Cr5,5,32 Runs a 5x5 Relu convolution with 32 depth/number of filters.

Lfx128 runs a forward-only LSTM, in the x-dimension with 128 outputs, treating the y dimension independently.

Lfys64 runs a forward-only LSTM in the y-dimension with 64 outputs, treating the x-dimension independently and collapses the y-dimension to 1 element.

Plumbing ops

The plumbing ops allow the construction of arbitrarily complex graphs. Something currently missing is the ability to define macros for generating say an inception unit in multiple places.

[...] Execute ... networks in series (layers).
(...) Execute ... networks in parallel, with their output concatenated in depth.
S<y>,<x> Rescale 2-D input by shrink factor y,x, rearranging the data by
  increasing the depth of the input by factor xy.
  **NOTE** that the TF implementation of VGSLSpecs has a different S that is
  not yet implemented in Tesseract.
Mp<y>,<x> Maxpool the input, reducing each (y,x) rectangle to a single value.

Full Example: A 1-D LSTM capable of high quality OCR

[1,1,0,48 Lbx256 O1c105]

As layer descriptions: (Input layer is at the bottom, output at the top.)

O1c105: Output layer produces 1-d (sequence) output, trained with CTC,
  outputting 105 classes.
Lbx256: Bi-directional LSTM in x with 256 outputs
1,1,0,48: Input is a batch of 1 image of height 48 pixels in greyscale, treated
  as a 1-dimensional sequence of vertical pixel strips.
[]: The network is always expressed as a series of layers.

This network works well for OCR, as long as the input image is carefully normalized in the vertical direction, with the baseline and meanline in constant places.
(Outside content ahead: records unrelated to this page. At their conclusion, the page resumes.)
PR #228, opened 2018-05-30
RFC: Updated Contributing.md

ambrosejcarr:
What's still missing from this doc?

### DIFF
--- a/CONTRIBUTING.md
+++ b/CONTRIBUTING.md
@@ -10,11 +10,14 @@ A typical starfish run consists of running one or more image processing filter s
 The identified features are then decoded into the genes that they correspond to by mapping the fluorescence channel (and optionally hybridization round) using a codebook.
 Finally, the filtered data are segmented, identifying which cell each feature belongs to.
 
-Implementing a new module of an existing `pipeline_component` is a simple process. For example, to add another image filtering step, one would:
+# Creating a new algorithm for an existing `pipeline_component`:
+
+For example, to add a new image filter, one would:
 
 1. Create a new python file `new_filter.py` in the `starfish/pipeline/filter/` directory.
 
-2. Create a new python class `NewFilter(PipelineComponent)` in the `new_filter.py` class.
+2. Find the corresponding `AlgorithmBase` for your component. For filters, this is `FilterAlgorithmBase`, which is found in `starfish/pipeline/filter/_base.py`. 
+Import that base into `new_filter.py`, and have your new algorithm subclass it, e.g. create `class NewFilter(FilterAlgorithmBase)`
 
 3. Implement all required methods from the base class.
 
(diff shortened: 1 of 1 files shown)


CONTRIBUTING.md
```diff
@@ -2,18 +2,49 @@
...
+2. Create a new python class `NewFilter(PipelineComponent)` in the `new_filter.py` class.
+
+3. Implement all required methods from the base class.
+
+4. For the command line arguments to mimic the API, the arguments passed to the CLI must exactly match the names of the parameters for `NewFilter.__init__`, after dashes are automatically converted by argparse.
+For example, `--foo-bar` would convert to `foo_bar` and init must accept such an argument: `NewFilter.__init__(foo_bar, ..., **kwargs)`
+
+5. `NewFilter.__init__()` must have a `**kwargs` parameter to accept arbitrary CLI args.
+
+That's it! your pipeline component will automatically register and be available under `starfish filter` in the CLI.
```
ttung: I don't think this is true.  What you're describing is the outcome of a new FilterAlgorithm, not a new PipelineComponent.  Wiring up a new PipelineComponent is a bit more complicated...

ambrosejcarr: Ah true, I'll clean up this language. 

I _am_ describing a new Algorithm, and I made that decision deliberately because (1) I don't think we've missed many obvious pipeline components (2) I hope a user would probably contact us before writing a new pipeline component and (3) not describing how to wire up a new component will bias a user towards working in the existing workflow. 

Does this logic make sense to you?

CONTRIBUTING.md
```diff
@@ -2,18 +2,49 @@
...
-# Code of conduct
+# How can I contribute?
+Starfish is designed to specify pipeline recipes for image processing. To support this use, the library is composed as a series of `pipeline_component` modules.
+The objects that sub-class `pipeline_component` spawn a command-line interface that should identically track the API of the python library.
 
+A typical starfish run consists of running one or more image processing filter stages, and identifying features through either a spot- or pixel-based approach.
+The identified features are then decoded into the genes that they correspond to by mapping the fluorescence channel (and optionally hybridization round) using a codebook.
+Finally, the filtered data are segmented, identifying which cell each feature belongs to.
+
+Implementing a new module of an existing `pipeline_component` is a simple process. For example, to add another image filtering step, one would:
```
ttung: I see that the terminology of "module" came from the spec.  I would argue that we should ditch the term "module" as it is ridiculously overloaded.

I would just rephrase this as "Creating a new algorithm for an existing \`pipeline_component\` ..."

ttung: Also, "For example, to add a new image filter, one would:"

CONTRIBUTING.md
```diff
@@ -2,18 +2,49 @@
...
+
+1. Create a new python file `new_filter.py` in the `starfish/pipeline/filter/` directory.
+
+2. Create a new python class `NewFilter(PipelineComponent)` in the `new_filter.py` class.
```
ttung: This, I believe, is incorrect.  You would want to subclass `FilterAlgorithmBase` or something akin to that.

CONTRIBUTING.md
```diff
@@ -2,18 +2,49 @@
...
+
+3. Implement all required methods from the base class.
+
+4. For the command line arguments to mimic the API, the arguments passed to the CLI must exactly match the names of the parameters for `NewFilter.__init__`, after dashes are automatically converted by argparse.
+For example, `--foo-bar` would convert to `foo_bar` and init must accept such an argument: `NewFilter.__init__(foo_bar, ..., **kwargs)`
+
+5. `NewFilter.__init__()` must have a `**kwargs` parameter to accept arbitrary CLI args.
+
```
ttung: starfish/pipeline/filter/__init__.py needs to import the new filter as well.

ambrosejcarr: Ah, good catch.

Full Example: A multi-layer LSTM capable of high quality OCR

[1,0,0,1 Ct5,5,16 Mp3,3 Lfys64 Lfx128 Lrx128 Lfx256 O1c105]

As layer descriptions: (Input layer is at the bottom, output at the top.)

O1c105: Output layer produces 1-d (sequence) output, trained with CTC,
  outputting 105 classes.
Lfx256: Forward-only LSTM in x with 256 outputs
Lrx128: Reverse-only LSTM in x with 128 outputs
Lfx128: Forward-only LSTM in x with 128 outputs
Lfys64: Dimension-summarizing LSTM, summarizing the y-dimension with 64 outputs
Mp3,3: 3 x 3 Maxpool
Ct5,5,16: 5 x 5 Convolution with 16 outputs and tanh non-linearity
1,0,0,1: Input is a batch of 1 image of variable size in greyscale
[]: The network is always expressed as a series of layers.

The summarizing LSTM makes this network more resilient to vertical variation in position of the text.

Variable size inputs and summarizing LSTM

NOTE that currently the only way of collapsing a dimension of unknown size to known size (1) is through the use of a summarizing LSTM. A single summarizing LSTM will collapse one dimension (x or y), leaving a 1-d sequence. The 1-d sequence can then be collapsed in the other dimension to make a 0-d categorical (softmax) or embedding (logistic) output.

For OCR purposes then, the height of the input images must either be fixed, and scaled (using Mp or S) vertically to 1 by the top layer, or to allow variable-height images, a summarizing LSTM must be used to collapse the vertical dimension to a single value. The summarizing LSTM can also be used with a fixed height input.